It might have made for a fun parlor game back in the late ’80s. “What set of circumstances would cause a Republican candidate for governor to use ‘We are All Iron Rangers,’ as a slogan?” One must admit the smart money then and perhaps even recently would have been on “horrific natural disaster.” The Iron Range has long been a bastion of Democratic votes, persistently impervious to Republican anti-tax, pro-business arguments that have at times worked in other parts of the state.
But this day has come, and the skies above Terra Mesabi are calm and clear (if the weather be a bit brisk). Yesterday, I ran across this tweet from former House Speaker and GOP candidate for governor Kurt Zellers:
— Kurt Zellers (@KurtZellersMN) February 24, 2014
So, now that this day has come, just how did it come about?
Well, it’s just good politics. In the short run, auguring for mining-related Iron Range votes is a good endorsement and primary strategy. The MN-8 GOP spent a long time in the wilderness, but the upset win of former Rep. Chip Cravaack in 2010 (short-lived though it might have been) did prove there are votes available in this area, including in GOP primaries. In the long run, the mighty DFL Iron Range/MN-8 coalition simply isn’t preparing for a world in which its environmental and pro-mining wings learn to get along. They still could, but they aren’t now. That is an open invitation for Republican organizing on the Range.

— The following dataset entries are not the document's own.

PR #555, opened 2019-02-27
[fix] Fix removal of subproject *.iml files

ellisjoe:
## Before this PR
Subproject *.iml files would be removed causing Intellij to fail to load the project

## After this PR
Subproject *.iml files are no longer removed

### DIFF
--- a/gradle-baseline-java/src/test/groovy/com/palantir/baseline/BaselineIdeaIntegrationTest.groovy
+++ b/gradle-baseline-java/src/test/groovy/com/palantir/baseline/BaselineIdeaIntegrationTest.groovy
@@ -254,4 +254,25 @@ class BaselineIdeaIntegrationTest extends AbstractPluginTest {
         real.exists()
         !iws.exists() && !iml.exists() && !ipr.exists()
     }
+
+    def 'does not delete subproject iml files'() {
+        when:
+        buildFile << standardBuildFile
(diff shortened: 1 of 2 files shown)


gradle-baseline-java/src/test/groovy/com/palantir/baseline/BaselineIdeaIntegrationTest.groovy
```diff
@@ -254,4 +254,25 @@ class BaselineIdeaIntegrationTest extends AbstractPluginTest {
...
+        then:
+        !real.exists()
+        !subIml.exists()
+        oldSubIml.exists()
+
+        with('idea').build()
+
+        real.exists()
+        subIml.exists()
+        !oldSubIml.exists()
```
ellisjoe, line 276: interesting this is the part that fails

ellisjoe:
The issue ended up being that there was a subproject with the same name as the root project

iamdanfox:
@ellisjoe I think it's not really desirable for this task to delete stuff recursively... probably still consider this a bug, as baseline should not prevent you from having identically named projects!

ellisjoe:
well the issue as far as I could tell was that the duplicate name cause the project's *.iml file to be named `<project-name>-<project-name>.iml` which then cause this task to delete it. Not sure why the *.iml file would be named like that? but don't think this is actually recursively deleting things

Most likely, the GOP candidate for governor will exploit Iron Range divisions over mining to extract a few more votes than they might have received otherwise. Tom Emmer tried a similar operation in 2010 (though he started late, not nearly as early as this year’s GOP crop). Republicans will, however, (just like the DFL) be disappointed by the fact that while the political situation on the Range might be volatile, there just aren’t as many raw votes to collect. Our Range city populations have grown too small, and the area around the Range is influenced by myriad factors not related to mining.

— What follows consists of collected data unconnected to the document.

PR #558, opened 2019-02-27
[fix] Special case for proj-proj.ipr files

### LINKED ISSUE #557: 0.51.0 breaks projects with root and one subproject name the same
I _think_ this is already being tracked by @iamdanfox per his comment here: https://github.com/palantir/gradle-baseline/pull/555#issuecomment-467837448, but filing formally.

iamdanfox:
## Before this PR

baseline-idea 0.51.0 broke workflows for any repo where the rootproject has the same name as a subproject.

## After this PR

Sensible behaviour is restored - files of pattern `name-name.ipr` are no longer deleted.

fixes https://github.com/palantir/gradle-baseline/issues/557

cc @gregakinman @ellisjoe


dansanduleac:
Can we do #559 instead?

If Republicans succeed in making the Mesabi Range more like the Cuyuna Range, a swing voting region, at best they have iced 10,000 net votes for the DFL. Not nothing. But a five-percent swing in just one metro suburb would make up for that, or a 0.5 percent swing in the top ten suburbs. So really, the people who should be worried about the Zellers ad aren’t necessarily just in Mark Dayton’s campaign, but in Rick Nolan’s and area DFL legislators’ campaigns. Dayton might be able to lose a few votes on the Range and still win, but that’s not true of Nolan.
That’s why this effort by Zellers to win over Range votes might actually be more focused on winning early Republican votes in the Eighth District. It’s no coincidence that Stewart Mills, the presumptive GOP nominee for Congress, appears in the picture.

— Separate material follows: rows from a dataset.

PR #559, opened 2019-02-28
[fix] Fix cleanup of old idea project files

### LINKED ISSUE #557: 0.51.0 breaks projects with root and one subproject name the same

dansanduleac:
## Before this PR

Regression introduced in #550 means that `.iml` files might be removed if the idea extension were configured in such a way as for them to differ from the project name.
Even if not explicitly configured, if a subproject had the same name as the root project, the IDEA plugin would give it a name like `${project.name}-${project.name}.iml` as mentioned in https://github.com/palantir/gradle-baseline/pull/555#issuecomment-467851332, which differs from the name the cleanup task was instructed to exclude.

## After this PR

Decide based on the outputs of the actual tasks creating these ipr / iws / iml files what the name that they would use is, and exclude just that name, rather than assuming it's going to be e.g. `${project.name}.iml`.

Fixes #557.

### DIFF
--- a/gradle-baseline-java/src/main/groovy/com/palantir/baseline/plugins/BaselineIdea.groovy
+++ b/gradle-baseline-java/src/main/groovy/com/palantir/baseline/plugins/BaselineIdea.groovy
@@ -64,7 +64,7 @@ class BaselineIdea extends AbstractBaselinePlugin {
         Action<Task> cleanup = new Action<Task>() {
             void execute(Task t) {
                 project.delete(project.fileTree(
-                        dir: project.getProjectDir(), include: '*.ipr', exclude: "${project.name}.ipr"));
+                        dir: project.getProjectDir(), include: '*.ipr', exclude: "${project.name}.ipr"))
                 project.delete(project.fileTree(
                         dir: project.getProjectDir(), include: '*.iml', exclude: "${project.name}.iml"))
                 project.delete(project.fileTree(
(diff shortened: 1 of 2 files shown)


gradle-baseline-java/src/main/groovy/com/palantir/baseline/plugins/BaselineIdea.groovy
```diff
@@ -53,26 +60,36 @@ class BaselineIdea extends AbstractBaselinePlugin {
...
-            moveProjectReferencesToEnd(ideaModuleModel);
+            markResourcesDirs(ideaModuleModel)
+            moveProjectReferencesToEnd(ideaModuleModel)
         }
 
         // If someone renames a project, leftover {ipr,iml,ipr} files may still exist on disk and
         // confuse users, so we proactively clean them up. Intentionally using an Action<Task> to allow up-to-dateness.
         Action<Task> cleanup = new Action<Task>() {
             void execute(Task t) {
+                if (t.project.rootProject == t.project) {
```
iamdanfox, line 72: Why do we still need this if you're accurately tracking the outputs of the idea task?

dansanduleac: the ipr and iws tasks only exist on the root project

dansanduleac: remember that this plugin is applied on all projects when you apply `com.palantir.baseline`

iamdanfox:
:+1:

gregakinman:
thanks!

So if way back in the ’80s you had “Feb. 24, 2014” in the pool for “When Republicans tweet “We are All Iron Rangers,” congratulations. You not only won the bet, but you correctly predicted the existence of Twitter. I’m not sure which of those is more surprising.
POSTSCRIPT: To be clear, Republican or Democratic-Farmer-Labor party governance will not the be the dominant factor in whether new mining actually happens or not. The biggest factor is whether private financing materializes. The second biggest factor is the legal process that will occur near the end of the permitting process, much of that surrounding the financial assurances given by the companies.
The rest of the mining politics debate is just kids arguing on a school bus. No matter who wins, the driver drives her weary way. Maybe we Iron Rangers could stand to focus on building our communities, rather than the 21st Century gladiator spectacle of partisan politics.